=== Exercise material ===
= Beginning of Section =

PR #1165, opened 2026-07-23
Reuse the shared shape formatter in linalg

### LINKED ISSUE #893: Refactor repeated format_shape() helper in linalg into a mix-in
Follow-up from review of #815.

A `format_shape()` helper -- formatting a `SimpleArray` shape as `"(d0, d1, ...)"` for error messages -- is duplicated across several linalg classes (e.g. `LuFactorization` in `cpp/modmesh/linalg/lu_factorization.hpp`, and other LA code).

Scope: extract the shared `format_shape()` logic into a reusable mix-in (or comparable shared base) so the LA classes no longer each carry their own copy.

Raised by @yungyuc in https://github.com/solvcon/modmesh/pull/815.

ThreeMonth03:
Several linalg classes independently format `SimpleArray` shapes for diagnostic messages, and the LLT and Kalman paths repeat the same formatting loop at each validation site.

Reuse the existing shared shape formatter in `Llt`, `LuFactorization`, `KalmanFilter`, and `EigenSystem`. This removes the duplicated helpers and loops without adding another inheritance layer or changing the messages or public API.

Related to #893.

### DIFF
--- a/cpp/solvcon/linalg/EigenSystem.hpp
+++ b/cpp/solvcon/linalg/EigenSystem.hpp
@@ -95,8 +95,6 @@ public:
 
 private:
 
-    static std::string format_shape(array_type const & arr);
-
     array_type const & m_matrix;
     array_type m_colmajor;
     real_array_type m_wr;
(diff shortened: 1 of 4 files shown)


cpp/solvcon/linalg/EigenSystem.hpp
```diff
@@ -125,7 +123,7 @@ EigenSystem<T>::EigenSystem(array_type const & matrix, bool do_vl, bool do_vr, c
     {
         throw std::invalid_argument(std::format(
             "EigenSystem: matrix must be a square 2D SimpleArray, but got shape {}",
-            format_shape(matrix)));
+            detail::format_shape(matrix.shape())));
```
ThreeMonth03, line 126: Replace `format_shape(matrix)` with `detail::format_shape(matrix.shape())`.

ThreeMonth03 (commented):
@yungyuc Please take a look.

yungyuc (approved):
Beautiful cleanup.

= End of Section =

=== Assigned task ===
Go through the listing and write out each line exactly.

=== Answer section ===
PR #1165, opened 2026-07-23
Reuse the shared shape formatter in linalg

### LINKED ISSUE #893: Refactor repeated format_shape() helper in linalg into a mix-in
Follow-up from review of #815.

A `format_shape()` helper -- formatting a `SimpleArray` shape as `"(d0, d1, ...)"` for error messages -- is duplicated across several linalg classes (e.g. `LuFactorization` in `cpp/modmesh/linalg/lu_factorization.hpp`, and other LA code).

Scope: extract the shared `format_shape()` logic into a reusable mix-in (or comparable shared base) so the LA classes no longer each carry their own copy.

Raised by @yungyuc in https://github.com/solvcon/modmesh/pull/815.

ThreeMonth03:
Several linalg classes independently format `SimpleArray` shapes for diagnostic messages, and the LLT and Kalman paths repeat the same formatting loop at each validation site.

Reuse the existing shared shape formatter in `Llt`, `LuFactorization`, `KalmanFilter`, and `EigenSystem`. This removes the duplicated helpers and loops without adding another inheritance layer or changing the messages or public API.

Related to #893.

### DIFF
--- a/cpp/solvcon/linalg/EigenSystem.hpp
+++ b/cpp/solvcon/linalg/EigenSystem.hpp
@@ -95,8 +95,6 @@ public:
 
 private:
 
-    static std::string format_shape(array_type const & arr);
-
     array_type const & m_matrix;
     array_type m_colmajor;
     real_array_type m_wr;
(diff shortened: 1 of 4 files shown)


cpp/solvcon/linalg/EigenSystem.hpp
```diff
@@ -125,7 +123,7 @@ EigenSystem<T>::EigenSystem(array_type const & matrix, bool do_vl, bool do_vr, c
     {
         throw std::invalid_argument(std::format(
             "EigenSystem: matrix must be a square 2D SimpleArray, but got shape {}",
-            format_shape(matrix)));
+            detail::format_shape(matrix.shape())));
```
ThreeMonth03, line 126: Replace `format_shape(matrix)` with `detail::format_shape(matrix.shape())`.

ThreeMonth03 (commented):
@yungyuc Please take a look.

yungyuc (approved):
Beautiful cleanup.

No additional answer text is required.